Search code examples
rregexsubstringbackreferencecapturing-group

R sub with back reference not replacing properly


I am attempting to extract a string from some file names to use as a variable later.

The file names look like this:

c("./Vote/Академический vote 1.xls", "./Vote/Академический vote 2.xls", 
"./Vote/Академический vote 3.xls", "./Vote/Алексеевский в городе Москве vote 1.xls", 
"./Vote/Алексеевский в городе Москве vote 2.xls", "./Vote/Алтуфьевский vote 1.xls", 
"./Vote/Алтуфьевский vote 2.xls", "./Vote/Алтуфьевский vote 3.xls", 
"./Vote/Арбат vote 1.xls", "./Vote/Арбат vote 2.xls", "./Vote/Аэропорт vote 1.xls", 
"./Vote/Аэропорт vote 2.xls", "./Vote/Аэропорт vote 3.xls", "./Vote/Бабушкинский vote 1.xls", 
"./Vote/Бабушкинский vote 2.xls", "./Vote/Басманный vote 1.xls", 
"./Vote/Басманный vote 2.xls", "./Vote/Басманный vote 3.xls", 
"./Vote/Беговой vote 1.xls", "./Vote/Беговой vote 2.xls", "./Vote/Бескудниковский vote 1.xls", 
"./Vote/Бескудниковский vote 2.xls", "./Vote/Бибирево vote 1.xls", 
"./Vote/Бибирево vote 2.xls", "./Vote/Бибирево vote 3.xls")
> dput(sample(vote_files, size = 25))
c("./Vote/Лианозово vote 2.xls", "./Vote/Зюзино vote 1.xls", 
"./Vote/Восточное Дегунино vote 2.xls", "./Vote/Аэропорт vote 2.xls", 
"./Vote/Академический vote 1.xls", "./Vote/Замоскворечье в городе Москве vote 1.xls", 
"./Vote/Обручевский vote 2.xls", "./Vote/Даниловский vote 3.xls", 
"./Vote/Нагатино-Садовники vote 1.xls", "./Vote/Ново-Переделкино в городе Москве vote 1.xls", 
"./Vote/Кунцево vote 2.xls", "./Vote/Текстильщики в городе Москве vote 2.xls", 
"./Vote/Южное Медведково vote 1.xls", "./Vote/Западное Дегунино vote 2.xls", 
"./Vote/Хамовники vote 1.xls", "./Vote/Крюково vote 1.xls", "./Vote/Беговой vote 1.xls", 
"./Vote/Восточный vote 1.xls", "./Vote/Богородское vote 2.xls", 
"./Vote/Некрасовка vote 2.xls", "./Vote/Косино-Ухтомский vote 1.xls", 
"./Vote/Лосиноостровский vote 3.xls", "./Vote/Хорошевский vote 2.xls", 
"./Vote/Бирюлево Западное vote 2.xls", "./Vote/Гольяново vote 3.xls"
)

I am attempting to extract the Russian text between the /Vote/ and the /vote #.xls using sub as follows

sub(x= string, pattern = ".*((?<=.//Vote//).*(?=vote)).*", replacement = "\\1", perl = T)

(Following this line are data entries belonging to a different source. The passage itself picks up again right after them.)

PR #140, opened 2018-04-24
Add flow types for GitHub graphql query response

decentralion:
This commit adds flow typing for the JSON result from hitting the GitHub
graphql api. We can't prove that the flow typing is correct, but since
the type definition is colocated with the corresponding fragment
definitions, we can hope that maintainers will maintain both together.

We update the parser to consume the new flow types. There are no flow
errors.

Test plan:
Inspect the flowtypes, verify that they correspond to the data in
example-repo.json, and that there are no flow errors.

### DIFF
--- a/src/plugins/github/graphql.js
+++ b/src/plugins/github/graphql.js
@@ -93,6 +93,22 @@ export type Continuation = {|
   +destinationPath: $ReadOnlyArray<string | number>,
 |};
 
+export type ConnectionJSON<+T> = {|
+  +nodes: $ReadOnlyArray<T>,
+  +pageInfo: {|
+    +endCursor: ?string,
+    +hasNextPage: boolean,
+  |},
+|};
+
+export type RepositoryJSON = {|
+  +repository: {
+    +id: string,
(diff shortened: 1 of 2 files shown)


src/plugins/github/graphql.js
```diff
@@ -93,6 +93,22 @@ export type Continuation = {|
   +destinationPath: $ReadOnlyArray<string | number>,
 |};
 
+export type Connection<T> = {|
```
wchargin: `ConnectionJSON`?

wchargin: This should be covariant in `T`: namely, `ConnectionJSON<+T>`.

src/plugins/github/graphql.js
```diff
@@ -607,88 +623,179 @@ function mergeDirect<T>(destination: T, source: any): T {
   }
 }
 
-/**
- * These fragments are used to construct the root query, and also to
- * fetch more pages of specific entity types.
- */
-export function createFragments(): FragmentDefinition[] {
+export type AuthorJSON = {
```
wchargin: `@q` :-)

PR #141, opened 2018-04-24
Extract repository types to a separate module

wchargin:
Summary:
We should be able to get the types without depending on the function to
load a Git repo from disk, and in particular without depending on
`child_process`.

Test Plan:
Flow and tests are sufficient.

wchargin-branch: extract-repository-types

### DIFF
--- a/src/plugins/git/loadRepository.js
+++ b/src/plugins/git/loadRepository.js
@@ -11,6 +11,8 @@
 
 import {execFileSync} from "child_process";
 
+import type {Repository, Hash, Commit, Tree, TreeEntry} from "./types";
+
 export type GitDriver = (args: string[], options?: ExecOptions) => string;
 type ExecOptions = Object; // close enough
 export function localGit(repositoryPath: string): GitDriver {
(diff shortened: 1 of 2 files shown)


wchargin:
Some minutes from an offline discussion.

Point (in favor): If an external plugin wants to interface with the GitHub graph—say, create an edge from a GitHub user node to some FooPlugin node—then it will need to construct the appropriate ID, and it would be nice if it didn’t have to query a GitHub API to do so. Transparent IDs are helpful in this case.

Counterpoint: The most salient point (in my opinion) of the preceding statement is that external consumers need to have a way to construct IDs. It seems clear that this should be functionality provided by the GitHub plugin—something like `declare function userNodeAddress(login: string): Address`—and not just expecting clients to do string interpolation or something. This gives us more flexibility: the format is still opaque to clients, but clients have ways to work with these opaque formats.

Point (in favor): URLs are already part of GitHub’s contract. If GitHub changes the issue URLs to something else, the web breaks, and so GitHub is incentivized not to do that.

Counterpoint: True, but they could (and would) just add 301s and make the change anyway, so this doesn’t actually stop them from changing the URL format.

Related observation: It looks like GitHub’s GraphQL IDs are guaranteed to be stable; the [`ID` documentation][id] mentions that an ID is “often used to refetch an object or as key for a cache”; neither of these operations makes sense unless the ID is stable.

[id]: https://developer.github.com/v4/scalar/id/

Point (against): Making fundamental API decisions based on snapshot test legibility is clearly questionable.

Counterpoint: True, but legibility in general _is_ an important criterion, and snapshot test legibility is perhaps a good indicator of overall legibility.

Point (in favor): Our whole addressing API will almost certainly be overhauled due to things that we’ve learned since its creation. For instance, the address–payload distinction is very clunky, and we are looking into ways to improve it. So there’s not too much harm in making a decision now that we might reverse later.

Conclusions: We agree that the opaque-IDs-with-exposed-operations is a good paradigm. Given the last point about the early-alpha status of the addressing API, we feel comfortable making this change now with the understanding that we can feel free to change it later.

PR #145, opened 2018-04-26
Refactor GH parser to expose a functional api

decentralion:
Our GitHub parser is implemented via a `GithubParser` class which builds
the GitHub graph. This is a convenient implementation, but an awkward
API. This commit refactors the module so that it exposes a clean `parse`
function, which ingests the GitHub JSON data and returns as completed
graph.

Test plan:
The unit tests have been re-written to use the new public API. All the
snapshots are unchanged, and flow passes. Additionally, I ran `yarn
start` and verified that the GithubGraphFetcher for the Artifact plugin
is still working.

### DIFF
--- a/src/plugins/github/parser.test.js
+++ b/src/plugins/github/parser.test.js
@@ -1,15 +1,15 @@
 // @flow
 
 import {AUTHORS_EDGE_TYPE, CONTAINS_EDGE_TYPE} from "./types";
-
-import {GithubParser} from "./parser";
+import type {NodePayload, EdgePayload} from "./types";
+import {parse} from "./parser";
+import type {RepositoryJSON, PullRequestJSON, IssueJSON} from "./graphql";
+import {Graph} from "../../core/graph";
 import exampleRepoData from "./demoData/example-repo.json";
 
 describe("GithubParser", () => {
   describe("whole repo parsing", () => {
-    const parser = new GithubParser("sourcecred/example-repo");
-    parser.addData(exampleRepoData);
-    const graph = parser.graph;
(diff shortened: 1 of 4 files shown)


src/plugins/github/parser.test.js
```diff
@@ -66,38 +66,66 @@ describe("GithubParser", () => {
...
+    }
+    return selected[0];
+  }
+  function parseExample(
+    issueNums: number[],
+    prNums: number[]
+  ): Graph<NodePayload, EdgePayload> {
+    const issues = issueNums.map(getIssue);
+    const pullRequests = prNums.map(getPR);
+    const exampleData: RepositoryJSON = {
```
wchargin: Having this type annotation gives me a lot of confidence. :+1:

src/plugins/github/parser.test.js
```diff
@@ -66,38 +66,66 @@ describe("GithubParser", () => {
...
+  }
+  function getPR(n: number): PullRequestJSON {
+    const pulls = exampleRepoData.repository.pullRequests.nodes;
+    const selected = pulls.filter((x) => x.number === n);
+    if (selected.length !== 1) {
+      throw new Error(`Failure finding PR #${n}`);
+    }
+    return selected[0];
+  }
+  function parseExample(
```
wchargin: Two comments:
  - It's clear enough after reading the function implementation that this parses a specified _subset_ of the example repo, but this wasn't immediately obvious when just reading the signature.
  - I think that the clients are more readable with named arguments: `parseExample({issues: [1], prs: []})`. What do you think?

PR #147, opened 2018-04-27
Enable type filtering on Graph.get{In,Out}Edges

decentralion:
This commit adds an optional `typeOptions` argument to Graph.getInEdges
and Graph.getOutEdges. The `typeOptions` allow filtering the returned
edges by the type of the edge, and the type of the node that the edge is
connected to. This makes it much easier to use these methods to find
connections that have a certain relationship, e.g. finding the author of
a commit or the comments on an issue.

Test plan:
A new test suite was written that comprehensively tests this behavior,
both for getInEdges and getOutEdges.

### DIFF
--- a/src/core/graph.js
+++ b/src/core/graph.js
@@ -172,26 +172,52 @@ export class Graph<NP, EP> {
    * Gets the array of all out-edges from the node at the given address.
    * The order of the resulting array is unspecified.
    */
-  getOutEdges(nodeAddress: Address): Edge<EP>[] {
+  getOutEdges(
+    nodeAddress: Address,
+    typeOptions?: {+nodeType?: string, +edgeType?: string}
+  ): Edge<EP>[] {
     if (nodeAddress == null) {
       throw new Error(`address is ${String(nodeAddress)}`);
     }
-    return this._lookupEdges(this._outEdges, nodeAddress).map((e) =>
+    let result = this._lookupEdges(this._outEdges, nodeAddress).map((e) =>
       this.getEdge(e)
     );
+
+    if (typeOptions != null && typeOptions.edgeType != null) {
+      const edgeType = typeOptions.edgeType;
+      result = result.filter((e) => e.address.type === edgeType);
+    }
+    if (typeOptions != null && typeOptions.nodeType != null) {
+      const nodeType = typeOptions.nodeType;
+      result = result.filter((e) => e.dst.type === nodeType);
+    }
+    return result;
   }
 
   /**
    * Gets the array of all in-edges to the node at the given address.
    * The order of the resulting array is unspecified.
    */
-  getInEdges(nodeAddress: Address): Edge<EP>[] {
+  getInEdges(
+    nodeAddress: Address,
+    typeOptions?: {+nodeType?: string, +edgeType?: string}
+  ): Edge<EP>[] {
     if (nodeAddress == null) {
       throw new Error(`address is ${String(nodeAddress)}`);
     }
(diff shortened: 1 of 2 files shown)


src/core/graph.js
```diff
@@ -172,26 +172,52 @@ export class Graph<NP, EP> {
...
   }
 
   /**
    * Gets the array of all in-edges to the node at the given address.
    * The order of the resulting array is unspecified.
    */
-  getInEdges(nodeAddress: Address): Edge<EP>[] {
+  getInEdges(
+    nodeAddress: Address,
+    typeOptions?: {nodeType?: string, edgeType?: string}
```
wchargin: Can make these read-only, too.

src/core/graph.test.js
```diff
@@ -316,7 +316,93 @@ describe("graph", () => {
...
+              address: this.makeAddress(edgeType),
+              src: isInEdge ? node.address : this.root,
+              dst: isInEdge ? this.root : node.address,
+              payload: {},
+            };
+            this.graph.addEdge(edge);
+            return edge;
+          }
+        }
+        ["inEdges", "outEdges"].forEach((choice) => {
```
wchargin: Can get around the string-based dispatch, and avoid the `: any` casts, with something like:
```js
const branches = [{
  choice: "in-edges",
  edges: (egc) => egc.inEdges,
  getEdges: (egc) => (node, options) => egc.graph.getInEdges(node, options);
}, /* the other one */];
branches.forEach(() => { … });
```

src/core/graph.test.js
```diff
@@ -316,7 +316,93 @@ describe("graph", () => {
...
+          const egc = new ExampleGraphConstructor();
+          const A1 = (egc: any)[choice]["A1"];
```
wchargin: nit: mind lowercasing these, as standard variable names?

src/core/graph.test.js
```diff
@@ -316,7 +316,93 @@ describe("graph", () => {
       });
     });
 
-    describe("in- and out-edges", () => {
+    describe("getInEdges and getOutEdges", () => {
+      describe("type filtering", () => {
+        class ExampleGraphConstructor {
```
wchargin: This name is confusing to me. Isn't it more like an `ExampleGraph`? I expected to see `new ExampleGraphConstructor().createGraph()` or something.

src/core/graph.test.js
```diff
@@ -316,7 +316,93 @@ describe("graph", () => {
...
+            this.graph.addEdge(edge);
+            return edge;
+          }
+        }
+        ["inEdges", "outEdges"].forEach((choice) => {
+          const egc = new ExampleGraphConstructor();
+          const A1 = (egc: any)[choice]["A1"];
+          const A2 = (egc: any)[choice]["A2"];
+          const B1 = (egc: any)[choice]["B1"];
+          const B2 = (egc: any)[choice]["B2"];
```
wchargin: These can all be
```js
const {A1, A2, B1, B2} = (egc: any)[choice];
```

src/core/graph.js
decentralion: Done

src/core/graph.test.js
decentralion: Done

src/core/graph.test.js
decentralion: Ok

src/core/graph.test.js
decentralion: Done

PR #653, opened 2018-08-12
PagerankTable filter defaults to GitHub users

### LINKED ISSUE #651: Make cred explorer default to "USERS" filter
Comparisons across every kind are less relevant - start with the users because that's what humans will be most interested in :)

I have to use lookarounds because the string I want to extract is sometimes more than one word. However, despite the capturing group appearing to capture the right text when I verify on an online regex tester, the sub call just returns the exact same string I put in.

What's the issue here? Alternatively, is there a simpler way to do this?


Solution

  • As mentioned in the comments under the question your regular expression would work if the double slashes were single slashes (and although not mentioned there also 'vote' were replaced with ' vote', i.e. with a space before it).

    Regarding a simpler way to do it, basename will get the filename part after which we can replace the space followed by vote and everything after it with the empty string:

    sub(" vote.*", "", basename(x))
    

    giving:

     [1] "Лианозово"                        "Зюзино"                          
     [3] "Восточное Дегунино"               "Аэропорт"                        
     [5] "Академический"                    "Замоскворечье в городе Москве"   
     [7] "Обручевский"                      "Даниловский"                     
     [9] "Нагатино-Садовники"               "Ново-Переделкино в городе Москве"
    [11] "Кунцево"                          "Текстильщики в городе Москве"    
    [13] "Южное Медведково"                 "Западное Дегунино"               
    [15] "Хамовники"                        "Крюково"                         
    [17] "Беговой"                          "Восточный"                       
    [19] "Богородское"                      "Некрасовка"                      
    [21] "Косино-Ухтомский"                 "Лосиноостровский"                
    [23] "Хорошевский"                      "Бирюлево Западное"               
    [25] "Гольяново"                       
    

    Update: Handle phrases with embedded spaces.